[Data for analysis]
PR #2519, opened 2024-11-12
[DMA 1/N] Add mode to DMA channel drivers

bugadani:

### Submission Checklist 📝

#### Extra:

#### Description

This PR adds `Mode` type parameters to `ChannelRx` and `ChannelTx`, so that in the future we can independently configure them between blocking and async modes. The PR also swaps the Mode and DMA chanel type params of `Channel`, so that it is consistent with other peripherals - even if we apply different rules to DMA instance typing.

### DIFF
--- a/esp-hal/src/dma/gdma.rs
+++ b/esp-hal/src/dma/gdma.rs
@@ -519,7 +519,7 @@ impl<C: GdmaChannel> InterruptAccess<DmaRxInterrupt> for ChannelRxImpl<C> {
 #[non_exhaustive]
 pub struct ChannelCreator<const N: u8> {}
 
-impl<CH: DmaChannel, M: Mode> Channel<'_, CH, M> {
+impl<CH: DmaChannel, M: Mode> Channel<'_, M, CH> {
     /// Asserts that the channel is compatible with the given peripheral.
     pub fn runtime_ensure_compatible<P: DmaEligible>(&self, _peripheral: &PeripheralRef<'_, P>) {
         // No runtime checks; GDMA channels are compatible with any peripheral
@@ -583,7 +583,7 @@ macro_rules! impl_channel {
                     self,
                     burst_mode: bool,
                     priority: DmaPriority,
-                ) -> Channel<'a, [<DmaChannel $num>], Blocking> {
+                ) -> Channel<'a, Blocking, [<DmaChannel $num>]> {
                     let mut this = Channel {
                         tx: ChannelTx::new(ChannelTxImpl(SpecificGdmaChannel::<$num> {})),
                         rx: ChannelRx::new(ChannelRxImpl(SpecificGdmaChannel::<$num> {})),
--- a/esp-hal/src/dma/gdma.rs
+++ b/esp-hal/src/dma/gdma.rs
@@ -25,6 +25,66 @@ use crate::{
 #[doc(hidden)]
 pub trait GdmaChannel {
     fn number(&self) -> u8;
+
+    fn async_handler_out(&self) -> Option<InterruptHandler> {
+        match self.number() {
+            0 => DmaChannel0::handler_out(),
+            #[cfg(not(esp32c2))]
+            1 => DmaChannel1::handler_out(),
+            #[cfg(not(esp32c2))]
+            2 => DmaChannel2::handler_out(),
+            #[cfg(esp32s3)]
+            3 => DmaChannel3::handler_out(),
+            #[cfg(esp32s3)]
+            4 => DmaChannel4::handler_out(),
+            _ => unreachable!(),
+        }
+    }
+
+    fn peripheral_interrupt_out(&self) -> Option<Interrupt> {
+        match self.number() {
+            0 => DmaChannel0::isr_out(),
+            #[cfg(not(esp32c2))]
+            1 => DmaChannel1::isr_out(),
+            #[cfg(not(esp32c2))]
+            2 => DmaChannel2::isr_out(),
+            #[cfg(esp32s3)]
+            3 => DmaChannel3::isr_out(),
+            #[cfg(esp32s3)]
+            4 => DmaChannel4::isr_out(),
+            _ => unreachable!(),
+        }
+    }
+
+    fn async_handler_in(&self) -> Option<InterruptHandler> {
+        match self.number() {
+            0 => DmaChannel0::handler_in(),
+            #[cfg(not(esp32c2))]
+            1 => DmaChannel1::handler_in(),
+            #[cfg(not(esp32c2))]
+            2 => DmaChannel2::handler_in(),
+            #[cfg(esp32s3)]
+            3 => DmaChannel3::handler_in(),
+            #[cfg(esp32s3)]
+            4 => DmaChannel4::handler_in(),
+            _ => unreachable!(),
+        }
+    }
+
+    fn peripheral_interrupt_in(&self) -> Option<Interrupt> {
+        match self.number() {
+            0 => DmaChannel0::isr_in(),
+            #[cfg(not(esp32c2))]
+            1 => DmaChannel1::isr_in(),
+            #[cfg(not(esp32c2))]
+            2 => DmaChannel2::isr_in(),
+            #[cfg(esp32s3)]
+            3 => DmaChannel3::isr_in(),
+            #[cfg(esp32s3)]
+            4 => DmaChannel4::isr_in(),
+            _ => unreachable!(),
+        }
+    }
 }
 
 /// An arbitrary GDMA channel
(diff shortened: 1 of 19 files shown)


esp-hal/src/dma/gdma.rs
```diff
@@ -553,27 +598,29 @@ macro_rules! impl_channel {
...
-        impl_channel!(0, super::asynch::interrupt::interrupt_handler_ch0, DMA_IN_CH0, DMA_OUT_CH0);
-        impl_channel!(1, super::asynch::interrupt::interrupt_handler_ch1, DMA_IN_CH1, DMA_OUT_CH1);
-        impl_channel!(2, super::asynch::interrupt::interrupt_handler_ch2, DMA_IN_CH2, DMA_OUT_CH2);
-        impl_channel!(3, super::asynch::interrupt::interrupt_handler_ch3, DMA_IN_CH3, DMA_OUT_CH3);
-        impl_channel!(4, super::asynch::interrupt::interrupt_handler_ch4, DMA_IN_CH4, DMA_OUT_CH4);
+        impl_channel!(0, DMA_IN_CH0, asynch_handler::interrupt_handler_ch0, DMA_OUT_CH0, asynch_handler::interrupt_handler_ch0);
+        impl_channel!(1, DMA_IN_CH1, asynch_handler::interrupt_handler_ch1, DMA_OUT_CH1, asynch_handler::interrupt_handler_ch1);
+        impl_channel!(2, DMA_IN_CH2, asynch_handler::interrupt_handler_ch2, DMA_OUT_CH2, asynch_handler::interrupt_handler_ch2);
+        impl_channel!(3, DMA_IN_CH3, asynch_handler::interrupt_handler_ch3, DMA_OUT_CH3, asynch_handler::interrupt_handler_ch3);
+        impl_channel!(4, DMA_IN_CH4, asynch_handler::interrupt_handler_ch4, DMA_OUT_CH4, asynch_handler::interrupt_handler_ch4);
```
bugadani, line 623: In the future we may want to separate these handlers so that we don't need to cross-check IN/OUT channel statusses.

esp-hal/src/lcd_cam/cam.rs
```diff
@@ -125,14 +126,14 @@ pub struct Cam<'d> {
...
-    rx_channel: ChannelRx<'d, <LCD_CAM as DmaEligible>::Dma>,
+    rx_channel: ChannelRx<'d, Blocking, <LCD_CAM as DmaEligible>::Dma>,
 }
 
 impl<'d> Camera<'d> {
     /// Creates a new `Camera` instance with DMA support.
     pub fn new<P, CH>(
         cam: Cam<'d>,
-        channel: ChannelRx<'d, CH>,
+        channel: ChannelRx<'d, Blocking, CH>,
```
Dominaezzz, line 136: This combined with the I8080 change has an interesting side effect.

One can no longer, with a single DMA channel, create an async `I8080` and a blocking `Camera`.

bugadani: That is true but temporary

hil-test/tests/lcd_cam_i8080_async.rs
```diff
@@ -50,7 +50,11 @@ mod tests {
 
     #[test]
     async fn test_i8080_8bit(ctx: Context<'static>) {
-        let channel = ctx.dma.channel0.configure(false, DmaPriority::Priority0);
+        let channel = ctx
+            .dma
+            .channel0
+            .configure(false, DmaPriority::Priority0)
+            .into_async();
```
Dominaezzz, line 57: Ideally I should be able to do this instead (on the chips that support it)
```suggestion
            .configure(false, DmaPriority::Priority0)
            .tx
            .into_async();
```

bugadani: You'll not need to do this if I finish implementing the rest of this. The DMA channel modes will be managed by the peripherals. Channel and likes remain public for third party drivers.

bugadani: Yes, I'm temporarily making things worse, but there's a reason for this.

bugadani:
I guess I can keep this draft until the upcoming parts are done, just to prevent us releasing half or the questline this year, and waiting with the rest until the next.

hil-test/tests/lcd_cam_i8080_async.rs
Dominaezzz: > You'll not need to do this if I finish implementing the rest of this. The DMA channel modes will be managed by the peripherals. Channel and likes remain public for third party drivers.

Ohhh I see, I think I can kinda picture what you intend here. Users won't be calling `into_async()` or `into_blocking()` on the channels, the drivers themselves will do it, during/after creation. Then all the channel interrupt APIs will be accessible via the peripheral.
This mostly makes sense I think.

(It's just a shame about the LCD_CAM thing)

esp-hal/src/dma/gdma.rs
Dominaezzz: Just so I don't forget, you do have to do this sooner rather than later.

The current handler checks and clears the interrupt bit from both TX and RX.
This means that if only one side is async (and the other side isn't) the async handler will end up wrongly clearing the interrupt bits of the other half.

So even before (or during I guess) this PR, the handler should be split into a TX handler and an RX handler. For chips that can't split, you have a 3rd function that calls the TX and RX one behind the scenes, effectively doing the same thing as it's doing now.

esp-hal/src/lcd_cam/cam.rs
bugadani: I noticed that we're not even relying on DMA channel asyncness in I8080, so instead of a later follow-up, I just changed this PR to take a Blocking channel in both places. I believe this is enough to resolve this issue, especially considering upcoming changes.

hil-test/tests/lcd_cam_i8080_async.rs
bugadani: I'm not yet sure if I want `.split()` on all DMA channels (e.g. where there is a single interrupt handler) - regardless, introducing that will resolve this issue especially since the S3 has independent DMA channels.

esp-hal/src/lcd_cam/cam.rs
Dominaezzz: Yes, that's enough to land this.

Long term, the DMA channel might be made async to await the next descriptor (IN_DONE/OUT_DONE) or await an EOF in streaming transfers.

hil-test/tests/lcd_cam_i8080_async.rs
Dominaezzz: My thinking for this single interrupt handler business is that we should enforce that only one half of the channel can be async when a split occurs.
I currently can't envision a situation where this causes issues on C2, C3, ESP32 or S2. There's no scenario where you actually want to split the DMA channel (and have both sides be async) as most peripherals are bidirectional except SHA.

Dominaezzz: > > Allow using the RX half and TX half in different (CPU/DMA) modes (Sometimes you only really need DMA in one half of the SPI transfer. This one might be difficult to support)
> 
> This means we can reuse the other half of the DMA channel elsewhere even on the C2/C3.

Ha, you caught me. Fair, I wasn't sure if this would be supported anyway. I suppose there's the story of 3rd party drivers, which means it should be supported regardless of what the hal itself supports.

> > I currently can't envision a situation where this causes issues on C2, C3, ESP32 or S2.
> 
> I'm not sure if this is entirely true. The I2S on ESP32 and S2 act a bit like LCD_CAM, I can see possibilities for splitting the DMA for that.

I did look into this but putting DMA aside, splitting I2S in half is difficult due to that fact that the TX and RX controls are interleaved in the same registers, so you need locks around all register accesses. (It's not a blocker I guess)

[Exercise description] Please write out the material word for word from its first line through the line holding "#### Description", including both, and no line past it.

[Response box]
PR #2519, opened 2024-11-12
[DMA 1/N] Add mode to DMA channel drivers

bugadani:

### Submission Checklist 📝

#### Extra:

#### Description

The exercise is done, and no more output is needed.